The spaces we teach and learn in are changing. 

Technology is permeating physical spaces, augmenting and enhancing learning experiences. At the same time, mobile and pervasive internet-connected technology (IoT) creates interfaces between virtual spaces and real-world phenomena in which big data is collected. These dynamics give rise to a growing presence of hybridity: the blurring of boundaries between distinct contexts of learning and activity, and the unexpected interleaved experiences they engender (Ellis & Goodyear, 2016; Trentin, 2016). Hybridity is not a technical issue. As Stommel (2012) notes: “The word ‘hybrid’ has deeper resonances, suggesting not just that the place of learning is changed but that a hybrid pedagogy fundamentally rethinks our conception of place”. Cook et al. (2015) identify two dimensions of hybridity: the interleaving of formal and informal social structures in an activity system, and the combination of physical and digital tools mediating individual’s interaction with the world and society. They argue: “people connect and interact through a hybrid network of physical and technology-mediated encounters to co-construct knowledge and effectively engage in positioning practices necessary for their work” (Cook et al., 2015, pp. 125). Higher education (but not only) recognises the potential of hybrid learning spaces in promoting significant changes in learning, and increasingly use pedagogical hybrid learning model is its instruction (do Mejía Gallegos et al., 2017). Recent work has begun exploring the nature of hybridity from an educational design perspective (Köppe, Nørgård, & Pedersen, 2017).

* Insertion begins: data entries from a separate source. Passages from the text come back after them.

PR #74, opened 2017-02-10
Added better pin meta data API and some power pin attributes

ginty:
@welguisz could you give this a review pls?

It gives every pin a default meta data hash:

~~~ruby
add_pin :pinx

pins(:pinx).meta   # => {}
~~~

And allows it to be overridden by function:

~~~ruby
add_pin :pin2, meta: { vol: 0.4, voh: 0.6 }   # Define default meta data

pin(:pin2).add_function :tdo
pin(:pin2).add_function :nvm_done, meta: { voh: 0.7 }  # Override some of the meta data

pin(:tdo).meta         # => { vol: 0.4, voh: 0.6 }
pin(:nvm_done).meta    # => { vol: 0.4, voh: 0.7 }
~~~

The above merging of default and function-specific hashes will actually be done for any FUNCTION_SCOPED_ATTRIBUTE which is defined as a Hash.

However if the attribute is not a Hash then it will skip the merging, so it should play nice with any legacy apps where the meta data is not assigned to a hash, see test for this:

https://github.com/Origen-SDK/origen/compare/pins_meta_data?expand=1#diff-423cda76f858a0dd741ff2cb11cb9a12R598

Finally it also adds some additional attributes for power pins:

~~~ruby
add_power_pin :vddio, voltage: 3, current_limit: 50.mA, meta: { min_voltage: 1.5 }

power_pin(:vddio).voltage             # => 3
power_pin(:vddio).current_limit       # => 50E-03
power_pin(:vddio).meta[:min_voltage]  # => 1.5
~~~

Hybrid learning spaces open opportunities and pose challenges to designers of learning experiences. Apart from the complexity of combining multiple modalities to achieve effective synergies, these spaces have a novel quality: activities within them generate data, which can be used to monitor individual and social learning processes, and potentially feed back into them, to enable “double loop learning”: awareness and control of the process of learning and teaching itself (Blaschke, 2012). Recent years have witnessed a growing interest in the promise of educational data science (EDS), a term coalescing learning analytics (Ferguson, 2012), artificial intelligence and educational data mining (Cohen, 2017; du Boulay et al., 2018; Levi Gamlieli, Cohen, & Nachmias, 2015; Lim, 2016). In particular, there is an emerging recognition of the valuable intersection between data and educational design (Hernández-Leo et al., 2017; Mor et al., 2015; Toetenel, & Rienties, 2016). While the tradition of EDS originated in the study of virtual learning environments, recently we see first advances into its use in physical environments (Cukurova et al., 2017; Prieto et al., 2018). However, although the correlation between physical space design and educational effect is well established (Tanner, 2000), Learning space research is a relatively new field of study that seeks to inform the design, evaluation and management of learning spaces (Ellis & Goodyear, 2016) and EDS has not yet ventured into this domain. 

Along with the opportunities that arise from these hybrid learning spaces, there are issues that require an in-depth discussion among the community of researchers, developers, and practitioners in the field. While some of these issues are well understood, others are only beginning to be explored. For example:

• Personalisation and collaboration: hybrid learning spaces bring together learners with different constraints, agendas, assumptions, and expectations. Some might be co-located, some might be remote in time and place. How do we cater to such diverse and ill-defined cohorts? How do we leverage this diversity to create effective and powerful learning experiences?
• Ownership and empowerment: when we mix learning contexts, e.g. a curricular course and a MOOC, who sets the learning objectives? Who is responsible for monitoring achievement? Who “owns” the space, the curriculum, the content and the data? 
• Representation and interpretation: How do we map the data we collect to complex learning dynamics? How do we avoid the “streetlight effect”, of valuing what we can measure rather than measuring what we value? How do we derive insights from data, and present them in such a way that will inform and assist learners, teachers, and administrators? 
• Ethics: what are the risks and consequences of collecting and manipulating data about learners and learning environments? How do we draw the line between assessment, evaluation and surveillance? What are the appropriate modes of behaviour in hybrid learning spaces?  Moreover, what is the purpose of education in hybrid learning spaces, where learners come from divergent backgrounds and with different aims?

This unique trans-disciplinary workshop will bring together leading researchers and practitioners in this emerging field, to explore the promises and dilemmas it raises from ethical, methodological, ontological, epistemic, pedagogic, and technological perspectives. We are seeking contributions that contribute to a design discourse: design as a practical approach to shaping the future and design as a scientific paradigm, drawing on the traditions of educational design research (Mor & Winters, 2007) and utilising canonical design representations such as design principles and design patterns (Dimitriadis et al., 2009; Falconer et al., 2011; Mor, 2013; Retalis et al., 2006; Warburton & Mor, 2015).